Hope you don´t take too much Ol´Pascas teas today :wink: :jksign:

Take care
Alles van die Beste
Alles Gute

Frank ("the other one")*


----------



## RayDando (Feb 2, 2006)

Happy Birthday Frank!
May your arrows always fly true :wink:


----------



## spatan (Jul 10, 2006)

*spatan*

A BIG happy birthday to you Frank.

Spatan:cocktail:


----------



## Bushkey (Mar 17, 2006)

HAPPY, HAPPY. Congratulations Frank.


----------



## Karoojager (Dec 20, 2005)

Thank you all for the congratulations !!!!

Today my wife made a potjekos in a original potje with chicken and meat from black springbok for me. I take the swarte pot along from this trip and my wife cooked this in, two times on a fire by our holiday.
In the morning I got mielie pap and a boere worst with chilli chutney, I wish I have every day birthday .

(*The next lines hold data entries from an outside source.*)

PR #4792, opened 2024-07-25
Clarify array layer OOB for texture sampling

### LINKED ISSUE #4782: array_index out of bounds behavior is not specified for texture builtins
I might have missed it but at a glance it doesn't appear that the behavior of `array_index` being `< 0` or `>= arrayLayerCount` for the given view is specified for `textureSample???` and `textureGather???`

For `textureLoad` it is specified as

> If the logical texel address is invalid, the built-in function returns one of:
>
> * The data for some texel within bounds of the texture
> * A vector (0,0,0,0) or (0,0,0,1) of the appropriate type for non-depth textures
> * 0.0 for depth textures

For texture builtins that use samplers, only `array_index` can be out of bounds. Should the behavior be the same as for `textureLoad`, or is it undefined or did I just miss where it is detailed.

It seems kind of indirectly covered by https://gpuweb.github.io/gpuweb/#security-shader but should it be spelled out in the WGSL spec?

alan-baker:
Fixes #4782

* Add array_index OOB behavior for sampled texture built-in functions similar to textureLoad

### DIFF
--- a/wgsl/index.bs
+++ b/wgsl/index.bs
@@ -16047,6 +16047,10 @@ https://github.com/gpuweb/gpuweb/issues/2343
 
 A four component vector with components extracted from the specified channel from the selected texels, as described above.
 
+If `array_index` is outside the range `[0, textureNumLayers(t))`, the return value is one of:
+* The data for some texel within bounds of the texture
+* A vector (0,0,0,0) or (0,0,0,1) of the appropriate type
+
 <div class='example wgsl global-scope' heading="Gather components from texels in 2D texture">
   <xmp highlight=wgsl>
     @group(0) @binding(0) var t: texture_2d<f32>;
@@ -16187,6 +16191,10 @@ texture and collects the results into a single vector, as follows:
 **Returns:**
 
 A four component vector with comparison result for the selected texels, as described above.
+
+If `array_index` is outside the range `[0, textureNumLayers(t))`, the return value is one of:
+* The data for some texel within bounds of the texture
+* A vector (0,0,0,0) or (0,0,0,1) of the appropriate type
 
 <div class='example wgsl global-scope' heading="Gather depth comparison">
   <xmp highlight=wgsl>
@@ -16663,6 +16671,11 @@ The sampled value.
 
 An [=indeterminate value=] results if called in [=uniform control flow|non-uniform control flow=].
 
+If `array_index` is outside the range `[0, textureNumLayers(t))`, the return value is one of:
+* The data for some texel within bounds of the texture
+* A vector (0,0,0,0) or (0,0,0,1) of the appropriate type for non-depth textures
+* 0.0 for depth textures
+
 ### `textureSampleBias` ### {#texturesamplebias}
 
 Samples a texture with a bias to the mip level.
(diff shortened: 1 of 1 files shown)


greggman (approved):
lgtm

greggman (changes requested):
Sorry, I realized my lgtm from yesterday was premature.

If `array_index` is clamped like some APIs seem to claim it is then the value will be a sampled/filtered value of multiple texels so it's not as simple as this.

greggman:
> Sorry, I realized my lgtm from yesterday was premature.
> 
> If `array_index` is clamped like some APIs seem to claim it is then the value will be a sampled/filtered value of multiple texels so it's not as simple as this.

worse, it looks like metal treats array_index as u32 period so if you pass a negative number you get the last layer, not the first.

greggman:
I should add, I'm currently writing tests for `textureSampleLevel` which is where I'm running into these issues.

For `textureLoad` I think the existing spec text is fine. The text that say 0,0,0,0 or 0,0,0,1 or some texel from the texture.

greggman:
> if array_index is clamped you'll just get the case of some in bounds texel in the texture.

Because it's sampled, you'll get the result of multiple texels blended together.

alan-baker:
> > if array_index is clamped you'll just get the case of some in bounds texel in the texture.
> 
> Because it's sampled, you'll get the result of multiple texels blended together.

That's fair, the text could be something along the lines of return the sampled value from an in bounds array layer.

greggman:
> > > if array_index is clamped you'll just get the case of some in bounds texel in the texture.
> > 
> > 
> > Because it's sampled, you'll get the result of multiple texels blended together.
> 
> That's fair, the text could be something along the lines of return the sampled value from an in bounds array layer.

I think it should probably say if `array_index` is out of bounds then then the texture is sampled as though `array_index` is either (a) clamped to `[0, textureNumLayers(t))` or (b) `array_index = textureNumLayers(t) - 1`.  In other words, it's not any layer. I has to be the first or last layer. 

I also think the `0,0,0,1`, `0,0,0,0` and `any texel value` are not needed for these cases, though we can keep them if we want. I can remove the checks for those values for now and see what passes.

alan-baker:
Can you update this PR when CQ finishes? If nothing changes I'll update based on a clamp.

greggman:
They passed on the CQ with only this rule

> if `array_index < 0` then it can use either the first layer or the last layer.  If `array_index >= textureNumLayers(t)` then it must use the last layer.

greggman:
actually, let me finish some more tests. I changed a few things and some cases are failing. I should figure out why.

dneto0 (approved):

dneto0 (approved):

greggman:
Check the MSL docs there is no `i32` version of sampling an 2d-array. There is only `uint`

```
Tv sample(sampler s, float2 coord, uint array,
 int2 offset = int2(0)) const
Tv sample(sampler s, float2 coord, uint array, lod_options options,
 int2 offset = int2(0)) const
Tv sample(sampler s, float2 coord, uint array, bias bias_options,
 min_lod_clamp min_lod_clamp_options,
 int2 offset = int2(0)) const
Tv sample(sampler s, float2 coord, uint array,
  gradient2d grad_options,
  min_lod_clamp min_lod_clamp_options,
  int2 offset = int2(0)) const
```

So that's why it's clamping to the last index for negative values. Does this change to the spec require MSL backends to manually clamp?

greggman (approved):
lgtm

One question: Does this apply to `textureLoad`. If all other values are in range except `array_index` should it be required to follow this rule OR is it fine as is. The current rules for `textureLoad` passes if the implementation lamps but allows other values too.

alan-baker:
> lgtm
> 
> One question: Does this apply to `textureLoad`. If all other values are in range except `array_index` should it be required to follow this rule OR is it fine as is. The current rules for `textureLoad` passes if the implementation clamps but allows other values too.

We didn't discuss that at the committee, but I think it's fine to leave as is.

greggman:
So I verified that `textureLoad` requires the original rules for this case (which is what the current spec says). In particular, on Vulkan AMD Linux, `array_index` is not clamped, rather `textureLoad` returns 0,0,0,0 or 0,0,0,1. 

No changes needed. I just thought I'd leave this note.

Issue #354, opened 2019-07-02
Create a proposal for multi-worker


kainino0x:
In the meeting, Myles and I agreed to collaborate on a proposal for how WebGPU should work across multiple workers. Here's a tracking bug.

kainino0x:
I've started working on this (or rather, I've started writing spec text for device/adapter, because I felt we needed it to explain multi-worker).

kainino0x:
That work (WIP) is here: http://kai.graphics/gpuweb/spec/

Here's my investigation/thoughts so far:

## Devices

GPUDevice is a "reference" to an internal concept, "device".
The device is internally synchronized.

GPUDevice is "serializable" (with forStorage = false), so it can be sent via postMessage. It is not transferable.
When it's serialized, a pointer to its "device" is sent.
When it's deserialized, a GPUDevice with the same "device" is created.

Error stack state is per (device, realm) pair.

## Encoders

- GPUCommandEncoder
- GPUComputePassEncoder
- GPURenderPassEncoder

These are neither transferable nor serializable.

## Other objects

Mutable resources:
- GPUBuffer
- GPUTexture
- GPUFence

Containers (objects referencing mutable resources):
- GPUTextureView
- GPUBindGroup
- GPUCommandBuffer
- GPURenderBundle

Immutable (immutable resources or immutable objects not referencing mutable resources):
- GPUSampler
- GPUShaderModule
- GPUComputePipeline
- GPURenderPipeline
- GPUPipelineLayout
- GPUBindGroupLayout

(Please mention if I've misclassified any of these.)

### Alternative 1

All of these objects are transferable, but not serializable.

Problem: Say you have a GPUBuffer `B`, and two GPUBindGroup `BG1` and `BG2`
that contain `B`. How do you transfer them?
Transferring `BG1` would have to also detach `B`.

Options when `BG1` is transfered but `BG2` is not:

- Implicitly detach `B`. Loses the reference to `B`, so it can't be destroyed.
- Make `B` internally held by `BG1` so that `B` must be in the transfer list too.
- Make `B` visibly referenced by `BG1` so that `B` must be in the transfer list too.

All of these options implicitly destroy `BG2`.

Things get quite complex once you need to transfer a GPUCommandBuffer, all of the GPUBindGroups it uses, and all of the GPUBuffers and GPUTextures they use.

### Alternative 2

All of these objects are serializable, but not transferable.

[...]

PR #4794, opened 2024-07-25
Remove mentions of multithreaded API

kainino0x:
These are confusing since we don't actually have multithreading right now.

Issue: related to #354


Kangz (approved):
LGTM!

PR #4796, opened 2024-07-26
[editorial] Add timelines to all attributes/slots, assorted editing

kainino0x:
- Add timelines (content/device/queue/immutable) to all attributes/slots
    - Move texture/queryset `destroy()` steps to device timeline
    - (Didn't add timelines to `<dl>`s for dictionaries, enum values, and consts, because they're effectively always immutable. Methods `<dl>`s of course shouldn't have them because methods have timeline steps inside of them.)
- Normalize most language for properties/attributes/internal slots
- Simplify `GPUQuerySet.[[state]]` into a boolean
- Order readonly properties first
- References to `{{boolean}}`
- Minor text clarifications

(Unfortunately will have some minor merge conflicts with other PRs I've opened.)

### DIFF
--- a/spec/index.bs
+++ b/spec/index.bs
@@ -606,6 +606,13 @@ The following special property types can be defined on [=WebGPU objects=]:
 
     [=Device timeline properties=] are named `[[with brackets]]`, and are internal slots.
 
+: <dfn dfn data-timeline=queue>queue timeline property</dfn>
+::
+    A property which tracks state of the [=internal object=] and is only accessible from the
+    [=queue timeline=] where the object was created. [=queue timeline properties=] may be mutable.
+
+    [=Queue timeline properties=] are named `[[with brackets]]`, and are internal slots.
+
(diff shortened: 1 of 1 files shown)


spec/index.bs
```diff
@@ -3772,22 +3786,17 @@ GPUTexture includes GPUObjectBase;
     : <dfn>usage</dfn>
     ::
         The allowed usages for this {{GPUTexture}}.
-</dl>
-
-{{GPUTexture}} has the following internal slots:
-
-<dl dfn-type=attribute dfn-for=GPUTexture>
-    : <dfn>\[[size]]</dfn>, of type {{GPUExtent3D}}
```
toji, line 3780: Clarification note for future generations: this removal is intentional, and has been replaced by direct references to the texture width/height/depthOrArrayLayers

toji (approved):
LGTM! Thanks for this very nice cleanup.

PR #4801, opened 2024-07-29
Clarify const-expression eval and type checking

### LINKED ISSUE #4551: Clarify whether type checking occurs for short-circuited RHS expressions

### LINKED ISSUE #4558: clarify when const-exprs subexpressions are evaluated
Example:
```
fn foo() {
   let x = 1;  // uses of x are  runtime-expressions, not const-expression
   let y =  x / 0;   // This should be an error. 
                          //  x/0 is a runtime expression.
}
```

The relevant part of the spec is at https://gpuweb.github.io/gpuweb/wgsl/#const-expr :

> A const-expression E [will](https://gpuweb.github.io/gpuweb/wgsl/#behavioral-requirements) be evaluated if and only if:

> * E is [top-level expression](https://gpuweb.github.io/gpuweb/wgsl/#top-level-expression), or

> * E is a [subexpression](https://gpuweb.github.io/gpuweb/wgsl/#subexpressions) of an expression OuterE, and OuterE [will](https://gpuweb.github.io/gpuweb/wgsl/#behavioral-requirements) be evaluated, and evaluation of OuterE requires E to be evaluated.

There is confusion is for OuterE being `x / 0`.  OuterE will be evaluated at runtime, not at shader-creation time.   So OuterE _will_ be evaluated, and so the RHS subexpression `0` will be evaluated to zero at shader-creation time, and then the division by zero should trigger a shader-creation error.

However, it's very easy to read the rule as OuterE having to be evaluated at shader-creation time in order for the evaluation of subexpression E to kick in. And if that's the reading, then the division rule can't be checked, and so won't trigger an error.

So we need to clarify that the OuterE doesn't have to be a const-expr for the rule to kick in.

We still want to check a bunch of shader-creation errors even in code that is in statements that will not execute.

```
fn foo() {
   let x = 1;
   if false {
       let y =  x / 0;   // This should be an error. 
   }
}
```
So we can't require OuterE to be reachable at runtime.

This is somewhat related to #4551

alan-baker:
Fixes #4551
Fixes #4558

* Type checking occurs on all expressions and will evaluate any const-expression required to determine a static type
* Const-expressions will additionally be evaluated if they are required to determine a static type

### DIFF
--- a/wgsl/index.bs
+++ b/wgsl/index.bs
@@ -5200,9 +5200,12 @@ A const-expression |E| [=behavioral requirement|will=] be evaluated if and only 
 * |E| is [=top-level expression=], 
 * |E| is a [=subexpression=] of an expression |OuterE|, and |OuterE|
     [=behavioral requirement|will=] be evaluated, and evaluation of |OuterE|
-    requires |E| to be evaluated, or
+    requires |E| to be evaluated,
 * |E| is a [=subexpression=] of an expression |OuterE| such that evaluation of
-    |E| is required to determine the [=static type=] of |OuterE|.
+    |E| is required to determine the [=static type=] of |OuterE|, or
+* |E| is a [=subexpression=] of an expression |OuterE| such that |OuterE| requires
+    |E| to be evaluated to produce a [=shader-creation error=]
+    (e.g. [[#arithmetic-expr|integer division]]).
 
 Note: The evaluation rule implies that short-circuiting operators `&&` and `||` guard evaluation of their right-hand
 side subexpressions unless there is a [=subexpression=] that requires evaluation to determine
@@ -5279,10 +5282,13 @@ If an [=override-declaration=] has its value substituted via the API, its
 initializer expression, if present, will not be evaluated.
 Otherwise, an override-expression |E| [=behavioral requirement|will=] be
 evaluated if and only if:
-* |E| is [=top-level expression=] (after value substitution), or
+* |E| is [=top-level expression=] (after value substitution),
 * |E| is a [=subexpression=] of an expression |OuterE|, and |OuterE|
     [=behavioral requirement|will=] be evaluated, and evaluation of |OuterE|
-    requires |E| to be evaluated.
+    requires |E| to be evaluated, or
+* |E| is a [=subexpression=] of an expression |OuterE| such that |OuterE| requires
+    |E| to be evaluated to produce a [=pipeline-creation error=]
+    (e.g. [[#arithmetic-expr|integer division]]).
 
 Note: Not all override-expressions may be usable as the initializer for an
 [=override-declaration=], because such initializers must [=type rules|resolve=]
--- a/wgsl/index.bs
+++ b/wgsl/index.bs
@@ -2169,6 +2169,8 @@ A [=type rule=] has two parts:
     * For expressions:
         * Type assertions for subexpressions, when it has subexpressions.
              Each may be satisfied directly, or via a [=feasible automatic conversion=] (as defined in [[#conversion-rank]]).
+             WGSL [=behavioral requirement|will=] evaluate all [=const-expressions=] required
+             to determine the [=static types=] of a program.
         * How the expression is used in a statement.
     * For statements:
         * The syntactic form of the statement, and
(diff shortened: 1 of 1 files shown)


wgsl/index.bs
```diff
@@ -5195,13 +5197,16 @@ The type of a `const` expression [=shader-creation error|must=] [=type rules|res
...
 * |E| is a [=subexpression=] of an expression |OuterE|, and |OuterE|
     [=behavioral requirement|will=] be evaluated, and evaluation of |OuterE|
-    requires |E| to be evaluated.
+    requires |E| to be evaluated, or
+* |E| is [=subexpression=] of an expression |OuterE| such that evaluation of
+    |E| is required to determine the [=static type=] of |OuterE|.
 
 Note: The evaluation rule implies that short-circuiting operators `&&` and `||` guard evaluation of their right-hand
-side subexpressions.
+side subexpressions unless their is a [=subexpression=] that requires evaluation to determine
```
jrprice, line 5208: Nit: there

jrprice (approved):
LGTM with a typo

wgsl/index.bs
```diff
@@ -5195,13 +5197,16 @@ The type of a `const` expression [=shader-creation error|must=] [=type rules|res
 Note: [=type/abstract|Abstract types=] can be the inferred type of a const-expression.
 
 A const-expression |E| [=behavioral requirement|will=] be evaluated if and only if:
-* |E| is [=top-level expression=], or
+* |E| is [=top-level expression=], 
 * |E| is a [=subexpression=] of an expression |OuterE|, and |OuterE|
     [=behavioral requirement|will=] be evaluated, and evaluation of |OuterE|
-    requires |E| to be evaluated.
+    requires |E| to be evaluated, or
+* |E| is [=subexpression=] of an expression |OuterE| such that evaluation of
```
alan-baker, line 5204:
```suggestion
* |E| is a [=subexpression=] of an expression |OuterE| such that evaluation of
```

wgsl/index.bs
```diff
@@ -5245,6 +5250,16 @@ Example:  `false && (10i < i32(5 * 1000 * 1000 * 1000))` is analyzed as follows:
 * Evaluation of i32(5 * 1000 * 1000 * 1000) would have caused a [=shader-creation error=]
     because the [=AbstractInt=] value 5000000000 overflows the [=i32=] type.
 
+Example: `false && array<u32, 1 + 2>(0, 1, 2)[0] == 0`
+* The entire expression is a const-expression.
+* Type checking requires the `e1 : bool && e2 : bool`:
+    * `false` is a bool type.
```
alan-baker, line 5256:
```suggestion
    * `false` is a bool value.
```

wgsl/index.bs
```diff
@@ -5245,6 +5250,16 @@ Example:  `false && (10i < i32(5 * 1000 * 1000 * 1000))` is analyzed as follows:
...
+    * Type checking proceeds on the right-hand side and eventually evaluates `1 + 2`
+        in the array element count expression.
+* `1 + 2` is evaluates to an i32 with a value of `3`.
```
alan-baker, line 5259:
```suggestion
* `1 + 2` evaluates to an i32 value of `3`.
```

dneto0 (approved):
Thanks!

PR #4802, opened 2024-07-31
Add shader module creation validation for features

alan-baker:
Validation of GPUShaderModule was missing the check that the corresponding feature for each enable extension was enabled. This requirement was listed in the features section only.


toji (approved):
LGTM!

P.S. now I know why our luggage was 100 Kilo:wink:


----------



## Bushkey (Mar 17, 2006)

caracal said:


> Thank you all for the congratulations !!!!
> 
> Today my wife made a potjekos in a original potje with chicken and meat from black springbok for me. I take the swarte pot along from this trip and my wife cooked this in, two times on a fire by our holiday.
> In the morning I got mielie pap and a boere worst with chilli chutney, I wish I have every day birthday .
> ...


How did you get the meat back to Germany? :wink:


----------



## Karoojager (Dec 20, 2005)

Bushkey said:


> How did you get the meat back to Germany? :wink:


I smuggled the meat and also 3 bobbejaan heads, 2 horns of a blesbuck and 2 bottles os self made white blits around 70 %:wink:


----------



## OutaAfrica (Mar 14, 2007)

Geluk Frank watch that witblits and hope the next couple of hundred will be good ones


----------



## Bushkey (Mar 17, 2006)

caracal said:


> I smuggled the meat and also 3 bobbejaan heads, 2 horns of a blesbuck and 2 bottles os self made white blits around 70 %:wink:


Frank...I like your style. You have to visit us if you come around again.:darkbeer: Organize your hunting for next year so you come hunt up North(Limpopo) with me and a few mates.


----------



## Karoojager (Dec 20, 2005)

Bushkey said:


> Frank...I like your style. You have to visit us if you come around again.:darkbeer: Organize your hunting for next year so you come hunt up North(Limpopo) with me and a few mates.


Probably in easter time next year, but for this hunt I must give all my best in a lot of nights:wink:


----------



## INGOZI (May 9, 2005)

CONGRATULATIONS FRANK!!!


----------